Transcribe, without alteration, the line that includes "Currently, we have" and each line after it until the records end, omitting all that precede it.

*****

Issue #177, opened 2025-05-08
Dealing with files shared between tt-llk and tt-metal


fvranicTT:
Currently, we have several header files that reside in the `tt-metal` repository but are required for the LLK test infrastructure to compile and execute:
1.  `cfg_defines.h`
2. `dev_mem_map.h`
3. `tensix.h`
4. `tensix_types.h`
5. `ckernel_sfpu_converter.h`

*****

# ANSWER SECTION:
Currently, we have several header files that reside in the `tt-metal` repository but are required for the LLK test infrastructure to compile and execute:
1.  `cfg_defines.h`
2. `dev_mem_map.h`
3. `tensix.h`
4. `tensix_types.h`
5. `ckernel_sfpu_converter.h`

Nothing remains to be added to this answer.